(Required action)
From the entries that follow, report every line in which "workspaces" occurs.

(Input material)
────────────────────────────────────────
PR #2352, opened 2022-06-07
procedures: artifact repos

max-cx:
The SME collaborator is @ScrewTSW

Adding this topic to the 7.46.x docs.

RHDEVDOCS-4120

7.46.x

## Pull request checklist

- Any procedure:
  - [x] Successfully tested.
- Any page or link rename:


max-cx:
Current previews:
image

[Enabling Maven artifact repositories Eclipse Che Documentation.pdf](https://github.com/eclipse-che/che-docs/files/8855539/Enabling.Maven.artifact.repositories.Eclipse.Che.Documentation.pdf)
[Enabling Gradle artifact repositories Eclipse Che Documentation.pdf](https://github.com/eclipse-che/che-docs/files/8855538/Enabling.Gradle.artifact.repositories.Eclipse.Che.Documentation.pdf)
[Enabling npm artifact repositories Eclipse Che Documentation.pdf](https://github.com/eclipse-che/che-docs/files/8855540/Enabling.npm.artifact.repositories.Eclipse.Che.Documentation.pdf)
[Enabling Python artifact repositories Eclipse Che Documentation.pdf](https://github.com/eclipse-che/che-docs/files/8855543/Enabling.Python.artifact.repositories.Eclipse.Che.Documentation.pdf)
[Enabling Go artifact repositories Eclipse Che Documentation.pdf](https://github.com/eclipse-che/che-docs/files/8855537/Enabling.Go.artifact.repositories.Eclipse.Che.Documentation.pdf)
[Enabling NuGet artifact repositories Eclipse Che Documentation.pdf](https://github.com/eclipse-che/che-docs/files/8855542/Enabling.NuGet.artifact.repositories.Eclipse.Che.Documentation.pdf)

modules/end-user-guide/pages/enabling-maven-artifact-repositories.adoc
```diff
@@ -0,0 +1,108 @@
...
+:page-aliases: .:using-maven-artifact-repositories
+
+[id="enabling-maven-artifact-repositories"]
+= Enabling Maven artifact repositories
+
+To enable a Maven artifact repository in Maven workspaces that run in a restricted environment:
+
+.Prerequisites
+
+* You are not running any Maven workspace.
```
nickboldt, line 12: Should this be in the form of a directive, like:
* Ensure all maven based workspaces are stopped.

modules/end-user-guide/pages/enabling-maven-artifact-repositories.adoc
────────────────────────────────────────
(Solution below)
+To enable a Maven artifact repository in Maven workspaces that run in a restricted environment:
* Ensure all maven based workspaces are stopped.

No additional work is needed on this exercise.